Utente
Buongiorno,

avevo già scritto in merito all'inizio di una terapia a base di Citalopram in gocce per somatizzazioni d'ansia.


E' stato un inizio molto graduale sono partita con 2 gocce e nonostante la dose molto bassa ho avuto da subito nausea importante e forte inappetenza, tremori, ansia e insonnia contattato così il medico che mi ha in cura mi è stato suggerito di non aumentare la dose del farmaco fino alla remissione degli effetti collaterali.
Dopo circa 2/3 settimane la situazione è migliorata pertanto ho aumentato il farmaco a 4 gocce.


Ad aumento avvenuto tutto è ricominciato da capo: nausea, aggiunta diarrea, inappetenza, ansia, tremori, insonnia, incubi, leggero prurito diffuso (no rossore o rash cutaneo), giramenti di testa.

Assumo alprazolam 0, 25 due volte al giorno mattino e sera per l'ansia anche se in realtà mi porta poco beneficio.


Ho contattato il medico il quale mi ha riferito che nel giro di qualche giorno dovrei stare meglio (ha usato il condizionale).

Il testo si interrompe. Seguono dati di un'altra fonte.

PR #122, opened 2018-11-24
Cleanup/ui

SebastienGllmt:
More work needs to be done documenting these two folders but a few different improvements are already included in this PR so I'll get this one merged first.

This PR
- Gets rid of injection of stores/actions into containers (we need this to get rid of the weird Flow workaround where `mobx-react` injection isn't compatible with Flow. See [this article](https://wietse.loves.engineering/using-flowtype-with-decorators-in-react-af4fe69e66d6))
- Fixes eslint [require-default-props](https://github.com/yannickcr/eslint-plugin-react/blob/master/docs/rules/require-default-props.md)
- Fixes eslint [button-has-type](https://github.com/yannickcr/eslint-plugin-react/blob/master/docs/rules/button-has-type.md)
- Fixes eslint [no-array-index-key](https://github.com/yannickcr/eslint-plugin-react/blob/master/docs/rules/no-array-index-key.md)
- Fixed `TopBar.js` (component) depending on the `wallet` store (components should not depend on store)
- Fixed `WalletSettings.js` and `WalletSendForm.js` (both components) depending on containers (containers should not depend on components)

With this there should be no `eslint` errors left :)

### DIFF
--- a/app/components/daedalusTransfer/DaedalusTransferErrorPage.js
+++ b/app/components/daedalusTransfer/DaedalusTransferErrorPage.js
@@ -28,6 +28,9 @@ type Props = {
 
 @observer
 export default class DaedalusTransferErrorPage extends Component<Props> {
+  static defaultProps = {
+    error: undefined
+  };
 
   static contextTypes = {
     intl: intlShape.isRequired
--- a/app/components/wallet/transactions/WalletTransactionsList.js
+++ b/app/components/wallet/transactions/WalletTransactionsList.js
@@ -121,8 +121,8 @@ export default class WalletTransactionsList extends Component<Props> {
 
     return (
       <div className={styles.component}>
-        {transactionsGroups.map((group, groupIndex) => (
-          <div className={styles.group} key={walletId + '-' + groupIndex}>
+        {transactionsGroups.map(group => (
+          <div className={styles.group} key={walletId + '-' + group.transactions.map(tx => tx.id).join('-')}>
             <div className={styles.groupDate}>{this.localizedDate(group.date)}</div>
             <div className={styles.list}>
               {group.transactions.map((transaction, transactionIndex) => (
--- a/app/components/wallet/transactions/WalletTransactionsList.js
+++ b/app/components/wallet/transactions/WalletTransactionsList.js
@@ -11,6 +11,7 @@ import Transaction from './Transaction';
 import WalletTransaction from '../../../domain/WalletTransaction';
 import LoadingSpinner from '../../widgets/LoadingSpinner';
 import type { AssuranceMode } from '../../../types/transactionAssuranceTypes';
+import { Logger } from '../../../utils/logging';
 
 const messages = defineMessages({
   today: {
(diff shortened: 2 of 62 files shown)


SebastienGllmt:
FYI I would say maybe `no-array-index-key` is the only one that requires some amount of thought in of the `eslint` issues

app/containers/wallet/WalletSendPage.js
```diff
@@ -22,14 +20,27 @@ export default class WalletSendPage extends Component<Props> {
...
     const { isValidAddress } = wallets;
     const { calculateTransactionFee, validateAmount, hasAnyPending } = transactions;
     const activeWallet = wallets.active;
 
     // Guard against potential null values
     if (!activeWallet) throw new Error('Active wallet required for WalletSendPage.');
 
+    // Callback that creates a container to avoid the component knowing about actions/stores
+    const dialogCallback = function (props: DialogProps) {
+      return (<WalletSendConfirmationDialogContainer
```
SebastienGllmt: I'm not sure if this kind of callback to create a container is really the right idiomatic approach. I tried to search around to see if there's a well-defined way to deal with these cases but couldn't really find anything. It feel like there's a good chance you're not supposed to structure your code so that this ever becomes an issue. If anybody knows more about this, I'd love to hear

app/components/daedalusTransfer/DaedalusTransferErrorPage.js
```diff
@@ -28,6 +28,9 @@ type Props = {
 
 @observer
 export default class DaedalusTransferErrorPage extends Component<Props> {
+  static defaultProps = {
```
nicarq: where is this used? I didn’t see it

app/components/wallet/transactions/WalletTransactionsList.js
```diff
@@ -121,8 +121,8 @@ export default class WalletTransactionsList extends Component<Props> {
 
     return (
       <div className={styles.component}>
-        {transactionsGroups.map((group, groupIndex) => (
-          <div className={styles.group} key={walletId + '-' + groupIndex}>
+        {transactionsGroups.map(group => (
+          <div className={styles.group} key={walletId + '-' + group.transactions.map(tx => tx.id).join('-')}>
```
nicarq: this adds some performance hit. Can we just use the hash of the first tx of every group? they should be unique

app/containers/wallet/WalletSendPage.js
nicarq: It seems that this is been constructed right away, but I guess if `WalletSendConfirmationDialogContainer` is not too heavy is completely fine.

app/components/daedalusTransfer/DaedalusTransferErrorPage.js
SebastienGllmt: it's used by React internally to give a default value for the arguments to the React component

nicarq: okay

app/components/wallet/transactions/WalletTransactionsList.js
SebastienGllmt: good idea!

PR #124, opened 2018-11-24
Enable React devtools

SebastienGllmt:
Idk if there is a better way to do this that I don't know about but this worked for me.


chrome/views/main_window.pug
```diff
@@ -2,6 +2,8 @@ doctype html
 
 html
   head
+    if src=env == 'development'
```
nicarq: pug? more like wut

PR #133, opened 2018-11-30
Add mobx dev tools

SebastienGllmt:
You can see the kind of features this enables here
https://github.com/mobxjs/mobx-react-devtools#mobx-react-devtools


SebastienGllmt:
Fun fact: turns out Daedalus uses this also but they added it slightly differently. You can see it at https://github.com/input-output-hk/daedalus/blob/develop/source/renderer/app/App.js#L28

PR #136, opened 2018-12-01
Feature adding Theme selection

SebastienGllmt:
The option to select "themes" (different color settings) is present in Daedalus but was partially removed in Yoroi. I added this feature back by copy-pasting the Daedalus code back in place.

This is still a WIP for the following reasons:
- [ ] I added a 2nd theme to Yoroi to test the feature but it is just the original theme copy/pasted
- [x] We have no icons to preview the themes in the menu yet

Additionally, I changed the code from Daedalus to use `svg` for the theme previews instead of `png`. I will explain the reason for this after posting this

**NOTE**: This feature depends on `cleanup/uipart2` to be merged.


SebastienGllmt:
See https://github.com/Emurgo/yoroi-frontend/pull/139 for a spec on how I propose we take this feature from the base feature I added in this PR.

SebastienGllmt:
Replaced by #284

PR #149, opened 2018-12-04
Reusable Transfer Screen

SebastienGllmt:
To enable transferring V2 wallets as discussed in #125
We will have two screens: One for v2 wallet transfer and one for Daedalus transfer

To make these screen easier to make, I extracted parts of the Daedalus transfer screen into customizable components that way we can reuse the UI code.

I also got rid of the dialog option on the transfer screen
image
Here is the rationale I gave for doing so
```
Is anybody opposed to removing the "no" option entirely and simplifying the dialog to JUST the button to "transfer all funds from Daedalus wallet"?
The `no` option is objectively a bad decision since it will be more tedious for them to create the transaction and it will generate a change address. Additionally, it seems like pretty obvious information
I want to make this page more generic to be reusable for paper wallets, yoroi import, etc. but it the option makes even less sense in that case (ex: "Do you have a hot wallet that already loaded your paper wallet? If so, go to the receive screen!" makes no sense)
```
**Note:** To avoid the PR getting too big, this PR only extracts out the components and doesn't actually implement the new v2 wallet transfer screen.

### DIFF
--- a/app/components/transfer/TransferInstructionsPage.js
+++ b/app/components/transfer/TransferInstructionsPage.js
@@ -65,8 +65,8 @@ export default class TransferInstructionsPage extends Component<Props> {
       styles.button,
     ]);
 
-    const answerNoButtonClasses = classnames([
-      'answerNoButton',
+    const confirmButtonClasses = classnames([
+      'confirmButton',
       'primary',
       styles.button,
     ]);
@@ -119,7 +119,7 @@ export default class TransferInstructionsPage extends Component<Props> {
               </div>
 
               <Button
-                className={answerNoButtonClasses}
+                className={confirmButtonClasses}
                 label={confirmationText}
                 onClick={onConfirm}
                 disabled={disableTransferFunds}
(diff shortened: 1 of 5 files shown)


nicarq:
I will review it tomorrow

app/api/ada/daedalusTransfer.js
```diff
@@ -75,7 +75,7 @@ export async function generateTransferTx(payload: {
     const recoveredBalance = await getBalance(senders);
     const inputs = _getInputs(senderUtxos, addressesWithFunds);
 
-    // pick which address to send migration to
+    // pick which address to send transfer to
```
vantuz-subhuman: ❤️

app/components/transfer/AnnotatedLoader.js
```diff
@@ -0,0 +1,39 @@
...
+    return (
+      <div className={styles.component}>
+
+        <div>
+          <div className={styles.body}>
+
+            <div className={styles.title}>
+              {title}
+            </div>
+
```
nicarq: this formatting is a little strange. is it manual?

nicarq: (the line breaks)

nicarq:
LGTM

PR #151, opened 2018-12-04
Fix various manage-translations problems

SebastienGllmt:
- can no longer accidentally call `manage-translations` before building rebuilding your translation cache (this used to delete all your i18n files)
- purge-translations automatically when checking out new branch (not doing this manually before caused `manage-translations` to give incorrect results)
- suppress generation of `defaultMessages.json` (used to be automatically generated after m`manage-translations` but was unnecessary)

### DIFF
--- a/.githooks/post-checkout
+++ b/.githooks/post-checkout
@@ -1,0 +1,8 @@
+#!/bin/bash                                                                      
+
+set -e
+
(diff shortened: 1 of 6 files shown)


nicarq:
sorry the delay @SebastienGllmt I’m reviewing it right meow :D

Ora mi piacerebbe avere un vostro parere su:
1.
ad ogni aumento di farmaco dovrò aspettarmi questa situazione?

2.
il prurito non lo avevo mai avvertito e mi fa preoccupare?
potrebbe essere un intolleranza al farmaco?

3.
vista la reazione del mio corpo al farmaco conviene ridurre il dosaggio e sospendere la cura?

4.
potrei evitare di arrivare a 8gg (20mg), potrebbe essere sufficiente una dose inferiore?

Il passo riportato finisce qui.